Zur selben Zeit in Sams Zimmer: Sam lag auf dem Bett. Mia brachte ihm ein Tablett ans Bett und setzte sich an die Bettkante. „Mmh, ein Käse-Schinken-Sandwich und ein Glas Erdbeersaft von einer schönen Frau. Genau, was ich jetzt brauche“, freute sich Sam und stürzte darüber her. Mia lächelte zufrieden.
Plötzlich hörte Sam auf zu kauen und sah Mia tief in die Augen. „Ich werde nicht zulassen, dass dir etwas passiert.“ Mias Augen funkelten vor Entzückung. „Danke, dass du mich heute gerettet hast“, sagte Mia und streichelte Sam über sein schwarzes Haar. „Ich habe uns gerettet“, versuchte Sam die Situation zu relativieren. „Ich werde jetzt schlafen gehen. Wir müssen morgen sehr bald los“, verabschiedete sich Mia und gab Sam noch einen Kuss.

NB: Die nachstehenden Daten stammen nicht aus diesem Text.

PR #173, opened 2025-01-30
Pipeline doesn't work with new index

harmonbhasin:
New index, s3://nao-mgs-wb/index/20250128/, uses name "virus-genomes-masked.fasta.gz" over "virus-genomes-filtered.fasta.gz".


harmonbhasin:
Ah, this will cause the tests to fail.

PR #174, opened 2025-01-30
Fixing fatal bug

harmonbhasin:
New index uses virus-genomes-masked.fasta.gz instead of virus-genome-filtered.fasta.gz.

Creating a new index as we speak.


harmonbhasin:
Snapshot needs to be updated for run output.

harmonbhasin:
Changes to gold standard output:
- blast_hits_paired.tsv.gz: All that changed were the blast scores, which makes sense given that we applied the masking that katherine made to the final BLAST DB.

willbradshaw (approved):

PR #179, opened 2025-02-03
Fixing misused labels

harmonbhasin:
[Nextflow](https://github.com/nextflow-io/nextflow/issues/4730) doesn't check if labels exist, which allows people to misspell labels. In that situation, nextflow will use whatever is available on the machine. This allowed some tests to pass using nf-test, but not using AWS Batch, since someone using nf-test probably has some pre-installed packages on their local machine. Additionally, two processes were mislabeled.


harmonbhasin:
Tests will fail until master is merged into dev.

willbradshaw (approved):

In diesem Moment sackte Albert plötzlich zusammen, so als hätte er einen Herzinfarkt. Er krümmte sich und fiel auf die Knie. „Albert, ist alles in Ordnung?“, fragte Paul besorgt. Albert erholte sich schnell wieder. Paul reichte ihm ein Glas Wasser. „Was ist passiert?“, fragte Paul. „Ich weiß nicht genau. So ein eigenartiges Gefühl. Ich kann es nicht erklären“, antwortete Albert etwas benommen.
Es war fünf Minuten vor Mitternacht. Paul und Sam schliefen bereits tief und fest. Mia saß am Bett ihres Vaters. Sie hielten ihre Hände. "Mia, in wenigen Minuten ist es soweit. Das Wort wird sich den neuen Hüter suchen. Ich dachte, es wäre bereits entschieden. Doch heute Abend war etwas Eigenartiges geschehen. Ich kann nicht sagen, was. Wir werden es bald erfahren. Du musst mir versprechen, dass du Paul und Sam begleiten wirst.“ Mia nickte mit Tränen in den Augen. Sie legte sich zu ihrem Vater und legte ihren Arm um ihn. Albert schlief langsam ein.
Wenige Augenblicke später begannen Albert, Paul und Sam zeitgleich unruhig zu werden.
Sie träumten den gleichen Traum: Alle drei bewegten sich in einer seltsamen Landschaft. Vor ihnen jede Menge Vulkane, Lavaströme und die Luft geschwängert von stinkenden Schwefeldämpfen. Eine sehr lebensfeindliche Umgebung.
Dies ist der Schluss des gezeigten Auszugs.